#### [DIRECTIONS]
Each entry needs to be reproduced exactly, with none left out.

*** SOURCE INFORMATION ***

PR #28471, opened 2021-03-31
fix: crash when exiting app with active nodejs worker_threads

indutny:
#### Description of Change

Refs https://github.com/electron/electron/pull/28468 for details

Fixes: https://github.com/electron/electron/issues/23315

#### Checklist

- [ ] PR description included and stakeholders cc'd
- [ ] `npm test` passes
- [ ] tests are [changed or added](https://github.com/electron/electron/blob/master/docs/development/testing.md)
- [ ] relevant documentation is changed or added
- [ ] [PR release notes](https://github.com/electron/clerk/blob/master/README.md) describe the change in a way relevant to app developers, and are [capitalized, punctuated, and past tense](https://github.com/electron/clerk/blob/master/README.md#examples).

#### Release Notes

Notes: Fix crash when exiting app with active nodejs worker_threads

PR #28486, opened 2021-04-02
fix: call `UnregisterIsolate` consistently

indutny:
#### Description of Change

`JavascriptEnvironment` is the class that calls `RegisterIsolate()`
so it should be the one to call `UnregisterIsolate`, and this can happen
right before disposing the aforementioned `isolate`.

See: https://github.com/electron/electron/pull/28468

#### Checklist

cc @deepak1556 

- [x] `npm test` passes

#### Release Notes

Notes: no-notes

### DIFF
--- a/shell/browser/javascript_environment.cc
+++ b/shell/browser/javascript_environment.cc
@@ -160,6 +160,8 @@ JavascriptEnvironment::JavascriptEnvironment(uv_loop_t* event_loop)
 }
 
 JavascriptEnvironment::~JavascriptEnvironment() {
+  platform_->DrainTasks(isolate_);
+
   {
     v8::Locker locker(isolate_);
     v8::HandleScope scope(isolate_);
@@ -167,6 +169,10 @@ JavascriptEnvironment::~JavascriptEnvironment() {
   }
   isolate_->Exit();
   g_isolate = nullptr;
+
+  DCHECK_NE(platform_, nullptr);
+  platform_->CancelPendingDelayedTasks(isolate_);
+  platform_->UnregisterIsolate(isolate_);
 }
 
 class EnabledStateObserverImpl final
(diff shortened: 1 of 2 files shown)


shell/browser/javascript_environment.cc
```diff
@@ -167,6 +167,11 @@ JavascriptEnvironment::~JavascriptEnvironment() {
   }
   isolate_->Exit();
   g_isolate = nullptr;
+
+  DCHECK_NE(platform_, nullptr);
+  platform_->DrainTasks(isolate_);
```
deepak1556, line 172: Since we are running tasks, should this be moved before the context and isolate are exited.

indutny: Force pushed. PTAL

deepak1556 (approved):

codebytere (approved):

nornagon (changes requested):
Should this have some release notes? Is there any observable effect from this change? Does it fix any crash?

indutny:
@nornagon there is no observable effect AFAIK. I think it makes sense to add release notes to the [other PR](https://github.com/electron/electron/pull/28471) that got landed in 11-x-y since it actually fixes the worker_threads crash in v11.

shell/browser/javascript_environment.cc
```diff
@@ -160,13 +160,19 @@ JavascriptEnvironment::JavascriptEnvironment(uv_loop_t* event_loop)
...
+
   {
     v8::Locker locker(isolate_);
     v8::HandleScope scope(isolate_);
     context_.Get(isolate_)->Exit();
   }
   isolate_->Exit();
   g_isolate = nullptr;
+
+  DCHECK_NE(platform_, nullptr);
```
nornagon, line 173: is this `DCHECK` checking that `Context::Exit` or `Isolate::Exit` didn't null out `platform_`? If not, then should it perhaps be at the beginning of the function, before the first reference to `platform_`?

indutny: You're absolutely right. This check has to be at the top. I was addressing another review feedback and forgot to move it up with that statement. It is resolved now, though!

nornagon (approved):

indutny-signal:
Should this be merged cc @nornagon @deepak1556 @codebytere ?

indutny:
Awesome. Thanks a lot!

***

#### [FINISHED TASK]
PR #28471, opened 2021-03-31
fix: crash when exiting app with active nodejs worker_threads

indutny:
#### Description of Change

Refs https://github.com/electron/electron/pull/28468 for details

Fixes: https://github.com/electron/electron/issues/23315

#### Checklist

- [ ] PR description included and stakeholders cc'd
- [ ] `npm test` passes
- [ ] tests are [changed or added](https://github.com/electron/electron/blob/master/docs/development/testing.md)
- [ ] relevant documentation is changed or added
- [ ] [PR release notes](https://github.com/electron/clerk/blob/master/README.md) describe the change in a way relevant to app developers, and are [capitalized, punctuated, and past tense](https://github.com/electron/clerk/blob/master/README.md#examples).

#### Release Notes

Notes: Fix crash when exiting app with active nodejs worker_threads

PR #28486, opened 2021-04-02
fix: call `UnregisterIsolate` consistently

indutny:
#### Description of Change

`JavascriptEnvironment` is the class that calls `RegisterIsolate()`
so it should be the one to call `UnregisterIsolate`, and this can happen
right before disposing the aforementioned `isolate`.

See: https://github.com/electron/electron/pull/28468

#### Checklist

cc @deepak1556 

- [x] `npm test` passes

#### Release Notes

Notes: no-notes

### DIFF
--- a/shell/browser/javascript_environment.cc
+++ b/shell/browser/javascript_environment.cc
@@ -160,6 +160,8 @@ JavascriptEnvironment::JavascriptEnvironment(uv_loop_t* event_loop)
 }
 
 JavascriptEnvironment::~JavascriptEnvironment() {
+  platform_->DrainTasks(isolate_);
+
   {
     v8::Locker locker(isolate_);
     v8::HandleScope scope(isolate_);
@@ -167,6 +169,10 @@ JavascriptEnvironment::~JavascriptEnvironment() {
   }
   isolate_->Exit();
   g_isolate = nullptr;
+
+  DCHECK_NE(platform_, nullptr);
+  platform_->CancelPendingDelayedTasks(isolate_);
+  platform_->UnregisterIsolate(isolate_);
 }
 
 class EnabledStateObserverImpl final
(diff shortened: 1 of 2 files shown)


shell/browser/javascript_environment.cc
```diff
@@ -167,6 +167,11 @@ JavascriptEnvironment::~JavascriptEnvironment() {
   }
   isolate_->Exit();
   g_isolate = nullptr;
+
+  DCHECK_NE(platform_, nullptr);
+  platform_->DrainTasks(isolate_);
```
deepak1556, line 172: Since we are running tasks, should this be moved before the context and isolate are exited.

indutny: Force pushed. PTAL

deepak1556 (approved):

codebytere (approved):

nornagon (changes requested):
Should this have some release notes? Is there any observable effect from this change? Does it fix any crash?

indutny:
@nornagon there is no observable effect AFAIK. I think it makes sense to add release notes to the [other PR](https://github.com/electron/electron/pull/28471) that got landed in 11-x-y since it actually fixes the worker_threads crash in v11.

shell/browser/javascript_environment.cc
```diff
@@ -160,13 +160,19 @@ JavascriptEnvironment::JavascriptEnvironment(uv_loop_t* event_loop)
...
+
   {
     v8::Locker locker(isolate_);
     v8::HandleScope scope(isolate_);
     context_.Get(isolate_)->Exit();
   }
   isolate_->Exit();
   g_isolate = nullptr;
+
+  DCHECK_NE(platform_, nullptr);
```
nornagon, line 173: is this `DCHECK` checking that `Context::Exit` or `Isolate::Exit` didn't null out `platform_`? If not, then should it perhaps be at the beginning of the function, before the first reference to `platform_`?

indutny: You're absolutely right. This check has to be at the top. I was addressing another review feedback and forgot to move it up with that statement. It is resolved now, though!

nornagon (approved):

indutny-signal:
Should this be merged cc @nornagon @deepak1556 @codebytere ?

indutny:
Awesome. Thanks a lot!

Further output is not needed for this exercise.